If anyone remembers this project of mine, I have started working on it again. Here it is with the drivers properly articulated. Aristo made both sets swivel, it now has the rear set rigid, the front set hinged from the rear set. Note the round saddle, where aristo had the original pivot. This is where I am putting the sliding saddle to support the weight of the boiler on the front driver set.

below is an above view of the articulation.










Here is the original plastic saddle. I am going to cast this in brass, but where the round part is, it will have a rectangular shape, more suitable for the swing of the front power unit.










First, I am melting some brass, for the first time, to see if my furnace actually works. And it did!!! Unfortunately, I had to order some oil to refresh my petro bond casting sand, so actually casting the part will have to wait. The furnace is heated with hardwood charcoal, and air is added via the exhaust on my shop vac.










Here is the shop vac, notice the glow coming off the brackets on the side of the furnace.










Here it is, it actually melted!


----------



## Tim Hytrek (Jan 2, 2008)

Sorry, been too long since I tried to post photos, guess I did it wrong.


----------



## Charles (Jan 2, 2008)

Tried to utilize the MLS options to bring forth the photos but it did not work. Wonder if photobucket requires permission...

Very interested in progress and the process you are doing with casting....


----------



## Tim Hytrek (Jan 2, 2008)

I went into my account at photobucket, it says that I have public sharing turned on, so that part should be working. Must be something wrong with the way I posted it. I used the hyperlink option when creating the post, copy and paste the link into the blank. Is that the right way to do it? There are two blanks, I filled in both, with the copy paste method.


----------



## Tim Hytrek (Jan 2, 2008)

OK, I got the above links to the photos to work, just have to click on them to open them.


----------



## Charles (Jan 2, 2008)

Tim
Was able to see in the photobucket account the initial aspects of changes. So, the boiler is from an Aristo Mike?


----------



## Tim Hytrek (Jan 2, 2008)

No, I made the boiler. It has two flues and is one 1.65 times the volume of a mike boiler, and uses two "mike" burners. The two sets of drive wheels are also from Aristo Mikes. 

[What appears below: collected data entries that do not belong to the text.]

PR #1381, opened 2025-07-30
Optimize tensor.slice()

Honry:
The performance of executing `tensor.slice()` is super poor, especially for the 'logits' tensor with large dimensions.

```
const logits = outputs.logits.slice(null, -1, null);`
```

This is because currently implementation of the `slice` method manually iterates through each element and calculate indices which is a big time consuming if the tensor shape is large.

For cases like `slice(null, -1, null)`, where the slicing operation is contiguous along certain dimensions, which can be optimized by bulk copy by using `TypeArray.subarray()` and `TypeArray.set()`.

### DIFF
--- a/src/utils/tensor.js
+++ b/src/utils/tensor.js
@@ -464,7 +464,7 @@ export class Tensor {
             } else if (Array.isArray(this_data)) {
                 // If this.data is a plain array, use slice
                 const slicedData = this_data.slice(start, end);
-                for (let i = 0; i < slicedData.length; i++) {
+                for (let i = 0; i < slicedData.length; ++i) {
                     data[i] = slicedData[i];
                 }
             } else {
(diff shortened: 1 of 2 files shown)


Honry:
@xenova, PTAL, thanks!

On my test device, this can improve the execution time for `const logits = outputs.logits.slice(null, -1, null);` from 11ms to 0.3ms for Qwen model (with logits shape: `[batch_size,sequence_length,151936]`).

cc/ @ibelem

xenova:
Oh wow, this looks like a great PR! Running tests and reviewing now!

Thanks @Honry

xenova:
Very impressive: ran this with qwen3 and got a pretty substantial TPS increase 🙌 

Before: 45.087279331416916 tokens per second
After: 50.945617704855884 tokens per second

+13% speed boost to generate 512 tokens 🔥 

Merging now!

i18.photobucket.com/albums/b122/thytrek/mallet010.jpg 










i18.photobucket.com/albums/b122/thytrek/mallet011.jpg


----------



## tacfoley (Jan 3, 2008)

IIRC, you have to be a 1st class member to post images on this site. 

tac 
www.ovgrs.org 
Supporter of the Cape Meares Lighthouse Restoration Fund


----------



## Tim Hytrek (Jan 2, 2008)

Thanks Tac. I used to be first class, but I havent frquented this site much, and let it expire. I guess someone let the pics post somehow, I had only managed to make links.


----------



## David Leech (Dec 9, 2008)

Tim, 
How well does the boiler work? 
How long is it, and what is the diameter of the flues. 
You 'seem' to have broken the 'rules' as to length and flue diameter, but hey if it works, so much the better. 
All the best, 
David Leech, Delta, Canada


----------



## SteveC (Jan 2, 2008)

Posted By tacfoley on 28 Nov 2010 07:18 AM 
IIRC, you have to be a 1st class member to post images on this site. 

tac 
www.ovgrs.org 
Supporter of the Cape Meares Lighthouse Restoration Fund Now Tac, that's not true.


----------



## rkapuaala (Jan 3, 2008)

Wow, cool project!


----------



## Semper Vaporo (Jan 2, 2008)

You have to be a 1st class member to STORE images here... Basically you are buying on-line storage space when you become a 1st class memeber. But if you have them stored someplace else that is "on-line" you can link and display them here.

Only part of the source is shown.